PR #1212, opened 2020-07-26
Show play controls in portrait zen mode

flovo:
In portrait zen mode, ply controls are missing right now. 

Since they are needed to Submit move and resign, we should show them there as well.


anoek:
Yikes, thanks. I think the last person passionate about zen mode removed them, I should have tested that more thoroughly.

PR #1213, opened 2020-07-26
Align clocks above each other in horizontal zen mode

flovo:
In horizontal zen mode we have enough vertical space to place the clocks above each other. 

This allows the user to reduce the windows width even further while keeping the goban at maximum size.


anoek:
Looks like this conflicted after I merged the other zen mode update(s), i couldn't quite see what to do immediately though and I am thinking this might not work the same now that the controls are active again - maybe? Punting it back to you to play with and resolve.

anoek:
Feel free to re-open when ready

+===+

Look over the records above, and wherever a line contains the string "them", copy that line.

• [Written solution]
Since they are needed to Submit move and resign, we should show them there as well.
Yikes, thanks. I think the last person passionate about zen mode removed them, I should have tested that more thoroughly.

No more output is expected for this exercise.